A partial tear may only cause mild shoulder pain and arm weakness, accompanied by ‘clicking’ as the arm are is elevated. Conversely, a full tear will typically present with severe pain in the shoulder and in inability to move the elbow away from the body. In some cases, due to the severity of the tear, many of the pain receptors in the shoulder are also damaged. This can reduce the degree of pain, although movement will be significantly impaired.
When a rotator cuff tendon is torn, it is no longer fully attached to the humerus head. Most cases begin with fraying due to repeated strain. As this continues a complete tear can develop suddenly, such as lifting a heavy object.
In diagnosing a rotator cuff tear medical history and a physical examination will be preformed. Doctors will assess the shoulder area for functionality, pain, and deformation. A MIR is often needed to determine the extent of the injury and how recent it is.
This video shows the how the rotator cuff can be damaged and discusses various treatment options depending on the severity of the injury.
If the tear is small or medium, the rotator cuff tendons will generally heal successfully with appropriate physiotherapy treatment and conservative management. In these cases, non-surgical treatments will usually help to relive pain and enhance function. However, it should be noted that restoring pre-injury shoulder strength is often not possible without surgical intervention.
Non-surgical treatment options typically include a combination of the following:
The advantages of non-surgical treatments of torn rotator cuff is that the risks of surgery are avoided, such as:
- – Permanent stiffness
- – Infection
- – Lengthy recovery times
- – Anaesthesia complications
However, non-surgical treatments also have their limitations:
- – No strength enhancement
- – Tear size may still increase over time
- – Extra care is needed when performing activities that require shoulder movement and strength
Often shoulder surgeons recommend a minimum of six weeks physiotherapy before considering rotator cuff repair surgery. Surgery may be recommended if pain doesn’t improve with non-surgical treatments or if the patient is very active and relies on strong shoulder function for work or sports. Other indications that surgery may be required include:
- Symptoms have lasted for 6-12 months
- The tear is large (more than 3 cm)
- There is significant loss of function and weakness of the shoulder
- The tear was the result of a recent, acute injury
Repairing a torn rotator cuff the tendon usually involves re-attaching the tendon to the head of the humerus. There are different method for doing these, each with advantages and disadvantages. The principal goal in every approach is to encourage the tendon to heal.
The type of procedure recommended will depend on the surgeon’s experience, the size of the tear, individual anatomy, any other shoulder problems (such as bone spur for example), and the quality of the bone and tendon tissue.
There are three techniques that are most commonly used to repair rotator cuff tears, including open, arthroscopic, and mini-open.
In-depth research by Seida and colleagues has found no significant difference between open, arthroscopic, and mini-open types of surgery in terms of how well they restore shoulder function 1. Nevertheless, patients often recover faster from arthroscopic surgery because it is less invasive. Some other key findings of Seida and colleagues included:
- Some mini-open repair surgery patients were able to return to work and playing sports a month faster than those that had open surgery.

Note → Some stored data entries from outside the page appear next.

PR #4122, opened 2022-08-31
[ISSUE-4060] Fixing unread count when syncing at the same time

leandroBorgesFerreira:
### 🎯 Goal

Fix unread count when SDK is syncing at the same time

### 🛠 Implementation details

1 - Buffering events when requesting channels
This is necessary because this is the moment when we will know the information about the SDK, for example, we will know the unread count of a channel. 

Counting the unread messages before syncing with the backend makes no sense as we would wrongly assume that it is zero. Trusting the database is not a good idea also, because we have no guarantee that we have all messages loaded in the database, we could have 100+ unread messages, but have loaded only 30 messages of the channel. 

2 - Increasing the unread count only when the message is not already in the state. If the message is already in the SDK, it means that the count was already done (by the sync). Counting it again would create a wrong offset in it. 

### 🎨 UI Changes

<table>
<thead>
<tr>
<th>Before</th>
<th>After</th>
</tr>
</thead>
<tbody>
<tr>
<td>
<video src="https://user-images.githubusercontent.com/10619102/187703885-95e9b1da-559f-458b-bd30-9a7e20a345d1.mov" controls="controls" muted="muted" />
</td>
<td>
<video src="https://user-images.githubusercontent.com/10619102/187703956-35d8b773-0cec-4112-8a8f-d6f340972b9a.mov" controls="controls" muted="muted" />
</td>
</tr>
</tbody>
</table>

### 🧪 Testing

As the video shows, right after start the sample app, send a storm of messages and check that the unread count of the summed channels is equal to the unread count of the backend (that little icon in the bottom left of the sample app asserts that)

#### General
- [x] I have signed the [Stream CLA](https://docs.google.com/forms/d/e/1FAIpQLScFKsKkAJI7mhCr7K9rEIOpqIDThrWxuvxnwUq2XkHyG154vQ/viewform) (required)
- [x] Assigned a person / code owner group (required)
- [ ] Thread with the PR link started in a respective Slack channel (#android-chat-core or #android-chat-ui) (required)
- [x] PR targets the `develop` branch
- [x] PR is linked to the GitHub issue it resolves

#### Code & documentation
- [ ] Changelog is updated with client-facing changes
- [x] New code is covered by unit tests
- [x] Comparison screenshots added for visual changes
- [x] Affected documentation updated (KDocs, docusaurus, tutorial)

### ☑️Reviewer Checklist
- [ ] UI Components sample runs & works
- [ ] Compose sample runs & works
- [ ] UI Changes correct (before & after images)
[...]

PR #5836, opened 2025-06-18
Unread message count should not be reset on entering a thread

### LINKED ISSUE #5753: Unread message count disappears on returning to ChannelListFragment
### Description
We're using the Stream Chat SDK with `ChannelListFragment`. The unread message count shows correctly when the fragment is first loaded, and it updates in real-time as expected. However, when the user navigates away from the fragment (e.g., back press or navigating to another screen) and later returns to it, all unread counts are reset to zero — even though there are still unread messages - as I havn't open the channel having unread messages

We are not modifying or customizing `ChannelListViewModel` directly and are relying on the default behavior of `ChannelListFragment`.

This seems to suggest that the ViewModel or internal channel query state is not being retained or re-initialized correctly when the fragment is recreated.

- SDK version
- v6.12.0

### Acceptance criteria
- Unread message counts persist after navigating away and returning to `ChannelListFragment`.
- ViewModel retains or re-queries correct channel state upon re-attachment.

### Screenshots
Image
Image

andremion:
### 🎯 Goal

Fix #5753 

### 🛠 Implementation details

The `MessageReadEvent` and `NotificationMarkReadEvent` were being processed for both messages and threads. This change ensures that they are only processed if it's not from a thread (`event.thread == null`). Thread message read events are handled by `QueryThreadsLogic`.

### 🎨 UI Changes

<table>
<thead>
<tr>
<th>Before</th>
<th>After</th>
</tr>
</thead>
<tbody>
<tr>
<td>
<video src="https://github.com/user-attachments/assets/0402bbdb-2e3c-4c35-93a2-fd745170444d" controls="controls" muted="muted" />
</td>
<td>
<video src="https://github.com/user-attachments/assets/aabe3096-003a-477a-b986-1d5906987470" controls="controls" muted="muted" />
</td>
</tr>
</tbody>
</table>

### 🎉 GIF

gif


stream-chat-android-state/src/main/java/io/getstream/chat/android/state/plugin/state/channel/internal/ChannelMutableState.kt
```diff
@@ -201,9 +201,9 @@ internal class ChannelMutableState(
     override val read: StateFlow<ChannelUserRead?> =
         combineStates(rawReads, userFlow) { readsMap, user -> user?.id?.let { readsMap[it] } }
 
-    val lastMarkReadEvent: StateFlow<Date?> = read.mapState { it?.lastRead }
-
-    override val unreadCount: StateFlow<Int> = read.mapState { it?.unreadMessages ?: 0 }
+    override val unreadCount: StateFlow<Int> = read.mapState {
+        it?.run { unreadThreads ?: unreadMessages } ?: 0
```
VelikovPetar: Hmm can we do this? What if the user has an `m` number of unread threads, but also has `n` number of unread messages in the channel -> Wouldn't this flow emit a wrong value? (always `m` instead of `n`)

stream-chat-android-state/src/main/java/io/getstream/chat/android/state/event/handler/internal/utils/ChatEventUtils.kt
```diff
@@ -42,17 +42,17 @@ internal fun NotificationMarkReadEvent.toChannelUserRead() = ChannelUserRead(
     user = user,
     lastReceivedEventDate = createdAt,
     lastRead = createdAt,
-// TODO: remove this once the backend is fixed and is sending us the number of unread messages
-    unreadMessages = 0,
-// TODO: Backend should send us the last read message id
-    lastReadMessageId = null,
+    unreadMessages = unreadChannels,
```
VelikovPetar: Can the `unreadChannels` be safely mapped to `unreadMessages` - Doesn't the `NotificationMarkReadEvent.unreadChannels` field represent the total number of unread channels for the user?

stream-chat-android-state/src/main/java/io/getstream/chat/android/state/event/handler/internal/utils/ChatEventUtils.kt
```diff
@@ -42,17 +42,17 @@ internal fun NotificationMarkReadEvent.toChannelUserRead() = ChannelUserRead(
...
+    unreadThreads = unreadThreads,
```
VelikovPetar: Similar question here - Isn't the `NotificationMarkReadEvent.unreadThreads` the total number of unread threads for the user (not scoped for the channel)?

stream-chat-android-state/src/main/java/io/getstream/chat/android/state/plugin/state/channel/internal/ChannelMutableState.kt
andremion: Maybe it's time to separate those, but I'm afraid that's gonna be a breaking change.
I can see this `TODO` in the `MessageListController`
Screenshot 2025-06-27 at 10 28 50
However, that [PR](https://github.com/GetStream/stream-chat-android/pull/4122) got closed without merging.
@JcMinarro , do you have any context of that?

stream-chat-android-state/src/main/java/io/getstream/chat/android/state/event/handler/internal/utils/ChatEventUtils.kt
andremion: That's what I see in the kdoc 🤷🏻 
Screenshot 2025-06-27 at 10 31 39

stream-chat-android-state/src/main/java/io/getstream/chat/android/state/event/handler/internal/utils/ChatEventUtils.kt
andremion: According to the kdoc, no.
I will test to see if it is triggered even for other channels.

stream-chat-android-state/src/main/java/io/getstream/chat/android/state/event/handler/internal/utils/ChatEventUtils.kt
andremion: @VelikovPetar , I just checked that the event is triggered scoped to specific channels.
For example, when a user enters a channel A, the `NotificationMarkReadEvent` is triggered only for that channel.
The `ChannelLogic` which handles those events are scoped to a specific channel
I think the confusion might be because of the name `unreadChannels`, which should be `unreadMessages`.
Am I missing something?

andremion: That's still confusing because https://getstream.io/chat/docs/java/event_object/ says different

andremion: Maybe @JcMinarro has more context about it..

VelikovPetar: Yes the `NotificationMarkReadEvent` would be triggered for a specific channel being marked as read - But does the `unreadChannels` field reflect the number of unread messages in that specific channel (it should always be 0 because the channel was marked as read), or does it reflect the total number of unread channels for the user (not directly related to this specific channel)?

andremion: You're right. `unreadChannels` reflects the number of channels with unread messages.

JcMinarro: Yes, as Petar said, unreadChannels and unreadMessages are different.

"MarkRead" are triggered for an specific channel, but it return more info, not only the one related with the current channel, but the current state after the channel is read.
UnreadMessages we hardcoded as 0 because this event is marking the channel as read, so on that case you shouldn't have any pending message as unread, but added a "TODO comment" to revisit it if any time in the future backend is sending us this info, that wasn't sent when it was implemented but would be good to avoid race-conditions or any other corner-cases that was not covered at the moment of this feature was implemented

stream-chat-android-state/src/main/java/io/getstream/chat/android/state/plugin/logic/channel/internal/ChannelLogic.kt
```diff
@@ -588,8 +588,12 @@ internal class ChannelLogic(
                     is NotificationChannelTruncatedEvent -> removeMessagesBefore(event.createdAt)
                     is TypingStopEvent -> channelStateLogic.setTyping(event.user.id, null)
                     is TypingStartEvent -> channelStateLogic.setTyping(event.user.id, event)
-                    is MessageReadEvent -> channelStateLogic.updateRead(event.toChannelUserRead())
-                    is NotificationMarkReadEvent -> channelStateLogic.updateRead(event.toChannelUserRead())
+                    is MessageReadEvent -> if (event.thread == null) {
+                        channelStateLogic.updateRead(event.toChannelUserRead())
+                    }
```
JcMinarro, line 593: What about thread?
aren't we updating it?
Or it is already updated somewhere else?

stream-chat-android-state/src/main/java/io/getstream/chat/android/state/event/handler/internal/utils/ChatEventUtils.kt
```diff
@@ -44,8 +44,7 @@ internal fun NotificationMarkReadEvent.toChannelUserRead() = ChannelUserRead(
     lastRead = createdAt,
 // TODO: remove this once the backend is fixed and is sending us the number of unread messages
     unreadMessages = 0,
-// TODO: Backend should send us the last read message id
-    lastReadMessageId = null,
+    lastReadMessageId = lastReadMessageId,
```
JcMinarro: Is `lastReadMessageId` the right one?
I think in the past it wasn't a valid one and we had some issues with `markUnread` feature.
This `lastReadMessageId` is used within our MessageListControler to find the position, if any, where the "Unread Messages" label needs to be shown.

stream-chat-android-state/src/main/java/io/getstream/chat/android/state/plugin/logic/channel/internal/ChannelLogic.kt
andremion: I believe the thread is handled in `QueryThreadsLogic` 🤔

stream-chat-android-state/src/main/java/io/getstream/chat/android/state/event/handler/internal/utils/ChatEventUtils.kt
andremion: I thought it would be the right one because it comes from the event.
I can revert it too. The name seems an obvious mapping, but it seems not 😅

stream-chat-android-state/src/main/java/io/getstream/chat/android/state/plugin/state/channel/internal/ChannelMutableState.kt
JcMinarro: Threads is something wasn't implemented as a separated feature. 
Initially it was only a list of messages with a common parentMessageId (Even now we keep this implementation on the MessageList yet).
But recently we introduced a "real concept" of Thread (It was implemente by @VelikovPetar some time ago).

We will need to revamp our curretnt implementation to be using the new Thread concept instead of the old implementation, but it is not ready yet

stream-chat-android-state/src/main/java/io/getstream/chat/android/state/event/handler/internal/utils/ChatEventUtils.kt
andremion: It was reverted 🙏🏻

stream-chat-android-state/src/main/java/io/getstream/chat/android/state/plugin/logic/channel/internal/ChannelLogic.kt
VelikovPetar: Added handling here: https://github.com/GetStream/stream-chat-android/pull/5836/commits/d2110a3e7219307578c106be0044dc948e919ebd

- Some open repair surgery patients had better shoulder function compared with those who had arthroscopic debridement without repairing the tear.
- There were no differences in the results between patients that had arthroscopic surgery with or without acromioplasty.
There can be some complications associated with rotator cuff repair surgery. In addition to the general risks associated with surgery, some patients may experience nerve injury, permanent stiffness, loss of motion, infections, deltoid detachment, and tendon re-tears. However, most of these risks can be minimised by following appropriate rehabilitation management techniques.
Prevention and Recovery
Everyday wear and tear will promote changes in and around the shoulder joint and these alterations are difficult to prevent. However, is possible to minimise the risk of rotator cuff injuries:
- Perform daily exercises that support strength and flexibility of the shoulder.
- Maintain good posture and avoid lifting heavy objects.
- If actively participating in contact sports, it’s recommended to undertake pre-season screening by an experienced physiotherapist to assess sport-specific technique, flexibility, core-stability, rotator cuff control, and general strength. This can help to identify any risk areas and apply appropriate management.
- Avoid activities that involve elevating arms above the head or out to the side for extended time periods, such as painting ceilings for example. If these activities must be performed, it’s important to take frequent breaks and ice the shoulder accordingly.
Recovery times following rotator cuff injuries can be variable depending on the extent of the injury. Usually rehabilitation will take approximately six months to regain shoulder strength, function and motion. However, rarely is it possible to regain the same range of abilities present pre-injury.
Usually physical therapy for shoulder rehabilitation will occur over three distinct phases:
While complete recovery will take several months, most people have adequate strength and a good function range of motion four to six weeks after surgery.
This video shows ten easy exercises to help strengthen the rotator cuff and support a strong shoulder.
Nutrients supporting rotator cuff recovery
With any shoulder injury it’s important to rest and give the body time to heal. In addition to following the advice of a physiotherapist and/or doctor, paying close attention to diet can also help to support recovery.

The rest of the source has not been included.